A New Way To Talk About Eating Animals
Jeff Glor: What inspired you to write this book?
Jonathan Safran Foer: Fatherhood compelled me to write Eating Animals. Like most people, I'd given some thought to what meat actually is, but until I became a father, and faced the prospect of having to make food choices on someone else's behalf, there was no urgency to get to the bottom of things.
I never had it in mind to write non-fiction, and frankly I doubt I'll ever do it again. But this topic, at this moment, is something no one should ignore. (As a writer, putting words on the page is how I pay attention.) If animal agriculture isn't the most important problem in the world right now -it's the No. 1 cause of global warming, No. 1 cause of animal suffering, a decisive factor in the creation of zoonotic diseases like bird and swine flu, and so on - it is the problem with the most deafening silence surrounding it. Even the most political people, the most thoughtful and engaged, tend not to "go there." And for good reason. Going there can be extremely uncomfortable. Food is not just what we put in our mouths to fill up; it is culture and identity. Reason plays some role in our decisions about food, but it's rarely driving the car.
We need a better way to talk about eating animals, a way that doesn't ignore, or even just shruggingly accept things like habits, cravings, family and history, but rather incorporates them into the conversation. The more they are allowed in, the more strongly we will want to follow our best instincts. And there is not a person on earth whose best instincts would lead him or her to factory farming.
JG: What surprised you the most during the writing process?
JSF: The real horror of factory farming is not found in the instance, but the rule. It's a shame that most people's exposure to the meat industry comes through horror videos of slaughterhouses. While such images do correspond to very real events (which are productive and necessary to document and share), they are, even at the worst farms, the exception. And unfortunately, they can conceal something that is far more horrible: the everyday, systematized cruelty and destruction. In a way, videos of animals being tortured are a distraction that the meat industry is probably happy to have, as they suggest that the fault is with workers. The fault is not with workers, but the system itself. It is simply impossible to raise the number of animals we are currently raising for food without making their lives miserable.

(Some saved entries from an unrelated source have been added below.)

PR #193, opened 2016-11-16
Fix the isDigit function

cskeppstedt:
It wasn't actually using the variable `x`, it would short-circuit to `false || '0'` and return true every time.

@xaviervia WHERE'S YOUR IVORY TOWER NOW? :)

### DIFF
--- a/templates/CodePrompt/index.jsx
+++ b/templates/CodePrompt/index.jsx
@@ -22,12 +22,11 @@ const classes = {
   message: `${baseClass}__message`
 }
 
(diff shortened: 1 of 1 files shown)


Nevon:
Ivory tower version: `const isNumber = (x) => Array.apply(null, {length: 10}).map(Number.call, Number).map(x => x.toString()).includes(x)`

cskeppstedt:
Yeah we were just parsing that. I think we'll stick with our version for now, the keeper of the ivory tower may introduce the purer version later :)

PR #199, opened 2016-11-17
Fix/pincode in safari

xaviervia:
Sorry no screenshots yet


cskeppstedt:
Lgtm, ship it if you agree with my addition :)

PR #201, opened 2016-11-18
Fix spacing in templates

xaviervia:
## Generic dialog changes

- Reduce top and bottom visual margins to 50px for non textual components (buttons, dropdowns, illustrations) and to 60 for textual components. This was agreed with @hannah-ahl @zenona 

## Centered chrome changes

- Reduce spacings between parts of the Centered chrome (title with summary, summary with button, etc)
- Set a maximum width on the Title and center it (we will need to keep the copy arranged so that it folds nicely)

## Added a Strong component

The reason why this is important is that Open Sans font weight for bold is actually `600`, not `700`, so we need to keep consistency.

screen shot 2016-11-18 at 13 50 37


Nevon:
I'm a little confused about the Strong component. Why is it necessary?

xaviervia:
@Nevon the Open Sans semi bold. People doing `html2react` or markdown or something like that need to adjust `strong` markup to use the Open Sans bold style that we use, which is `600` font weight, not `700`. But Strong is also a semantically relevant feature, so style overrides need to be able to target it: right now we are doing it via overriding the `strong` tag, but this would be much cleaner.

Nevon:
Gotcha!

The misery is built into the system. Another system could take this system's place. But a movement toward small, family farms will require people to eat much, much less meat. And that's not going to happen any time too soon. In the mean time, the most important thing is to come to terms with the dominance and destruction of factory farming, and reject it.
JG: What would you be doing, if you weren't a writer?
JSF: I almost became a doctor. I damn near went to medical school, actually. There's much to envy about doctors, perhaps most of all the assurance that you are doing something that matters. I don't imagine an obstetrician ever goes home and thinks, "I delivered three babies today. What's the point?" And yet that question - What's the point? - is never more than a step behind me. "I wrote three sentences today. What's the point?" Or even, "I just finished a novel that took me three years to write. What's the point?" I suppose that incessant questioning is a reason for others to be jealous of writers. It's a kind of blessing - if a terribly annoying one - to always have to search for justification for how you spend your time. It keeps you honest, makes you work harder at working better.
JG: What else are you reading right now?
JSF: I just finished Rich Cohen's Israel is Real, and am about to pick up Margaret Atwood's Year of the Flood.
JG: What's next for you?
JSF: Fiction. Fiction from here out. Fiction, fiction, fiction. Probably.